Getting young advertisers would take some doing. ABC would probably have to drop the price of those prime-time news spots to a quarter of their current fee. Even then it won't work. Maybe ABC will have to lower Gibson's salary to make ends meet.

Some younger-skewing advertisers might be convinced to part with some of their media dollars if the spots were efficient enough--in other words, cheap--or if networks could convince them that buying some older demos isn't so bad. Still, those advertisers would definitely need encouragement.
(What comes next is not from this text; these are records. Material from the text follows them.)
Issue #764, opened 2024-09-03
Track down `score_matching.py` slowdown issue


db091756:
### What's the new feature?

Changing how enforce 2-dimensionality in the `score_matching.py` code slows down `SteinThinning` very significantly. Track down this bug. (See https://github.com/gchq/coreax/pull/746#issuecomment-2321449604)

### What value does this add?

Consistent dimensionality handling without slowdown!

db091756:
> Was this resolved when #746 was merged?

We reverted the line of code that caused the issue. It is not resolved.

PR #775, opened 2024-09-17
docs: Clarify usage of atleast_2d from JAX inside of score matching.

pc532627:
Refs: #764

### PR Type

- Bugfix

### Description

Investigation into score matching slowdown has shown that using both JAX's `jnp.atleast_2d` and `coreax.data._atleast_2d_consistent` are consistent with desired results, but the former is faster when called a huge number of times (as is the case when one might want to use a Stein kernel). A comment has been added explaining this.

### How Has This Been Tested?

N/A

N/A

### DIFF
--- a/coreax/score_matching.py
+++ b/coreax/score_matching.py
@@ -412,7 +412,13 @@ class SlicedScoreMatching(ScoreMatching):
         :param x: The :math:`n \times d` data vectors
         :return: A function that applies the learned score function to input ``x``
         """
-        # Format inputs
+        # Check format of input array. We use atleast_2d from JAX to perform
+        # conversions here. This is faster than using the custom function
+        # _atleast_2d_consistent in coreax.data, and whilst these two functions
+        # differ in output for 1-dimensional arrays, the computations inside of this
+        # function will match even in this case. This speed difference is noticeable
+        # when we use KernelDensityMatching in conjunction with a Stein kernel,
+        # where the score function may be called a huge number of times.
         x = jnp.atleast_2d(x)
 
         # Setup neural network that will approximate the score function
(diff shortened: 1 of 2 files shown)


coreax/score_matching.py
```diff
@@ -545,7 +551,13 @@ def score_function(x_: Shaped[Array, " n d"]) -> Shaped[Array, " n d"]:
             :param x_: The :math:`n \times d` data vectors we wish to evaluate the score
                 function at
             """
-            # Check format
+            # Check format of input array. We use atleast_2d from JAX to perform
+            # conversions here. This is faster than using the custom function
+            # _atleast_2d_consistent in coreax.data, and whilst these two functions
+            # differ in output for 1-dimensional arrays, the computations inside of this
+            # function will match even in this case. This speed difference is noticeable
```
rg936672, line 558: > the computations inside this function will match

This isn't actually correct - running
```python
import jax.numpy as jnp

from coreax import KernelDensityMatching

matcher = KernelDensityMatching(length_scale=1)
data = jnp.array([[1, 2], [3, 4], [5, 6], [7, 8]])

fn = matcher.match(data)
print(fn(jnp.array([1, 2])))
```

with the current code (using `jnp.atleast_2d`) gives `[0.03597286 0.03597286]`. However, if you change line 562 to use `_atleast_2d_consistent` then this example gives `[0.00494525 1.0049453]` instead.

Looking at the type hints involved, and also at line 576 below, I think that `jnp.atleast_2d` is still the correct way to go, but I don't think that this justification is correct.

coreax/score_matching.py
```diff
@@ -545,7 +551,13 @@ def score_function(x_: Shaped[Array, " n d"]) -> Shaped[Array, " n d"]:
             :param x_: The :math:`n \times d` data vectors we wish to evaluate the score
                 function at
             """
-            # Check format
+            # Check format of input array. We use atleast_2d from JAX to perform
+            # conversions here. This is faster than using the custom function
+            # _atleast_2d_consistent in coreax.data, and whilst these two functions
```
rg936672, line 556: > This is faster than using the custom function `_atleast_2d_consistent`

I'm not sure this is true:

```
> python -m timeit --setup "import jax.numpy as jnp; from coreax.data import _atleast_2d_consistent; arr = jnp.arange(100)" -- "_atleast_2d_consistent(arr)"
50000 loops, best of 5: 5.14 usec per loop
> python -m timeit --setup "import jax.numpy as jnp; from coreax.data import _atleast_2d_consistent; arr = jnp.arange(100)" -- "jnp.atleast_2d(arr)"
50000 loops, best of 5: 5.67 usec per loop
```
so the two seem to have nearly identical running times.

The issue instead seems to be that because the output shape is different, we have to do more processing on lines 565 and 568 (as their output shape and output values become different.)

rg936672 (commented):
I think the conclusion to stick with `jnp.atleast_2d` over `_atleast_2d_consistent` is correct, but I'm not sure your reason for why is correct!

rg936672 (approved):
This looks good! Might want to merge #783 first and then re-merge `main` into this branch to force the pre-commit to run on the latest version.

Network ad sales chiefs selling broadcast news would then have to plead the case to their bosses: "Would you mind if I didn't hit my sales goal this month--or for the next five years?" Is that okay with you, Anne Sweeney, Les Moonves, and Jeff Zucker?

You want younger news? Have a younger person on-air doing younger stories--or lose the standard White House/Washington D.C angle. No anchor should be behind a desk at a studio. Always have them in the field, where the news is. Older correspondents are fine. And perhaps add some unsteady camera activity. Get rid of the pretense--the formal opening, the talking heads, perhaps even some of the scripting.

Imagine some 25-year-old sitting at home watching and saying "Cool." That 25-year-old may not have enough money to buy a car, should you be inclined to run that ad. But he might have enough for an iPod, a cool new cell phone service, or tickets for "Saw III."

Anything short of that and you'll be back with your 60-year-olds, looking at why North Korea has become a nuclear power and why they should buy Aleve.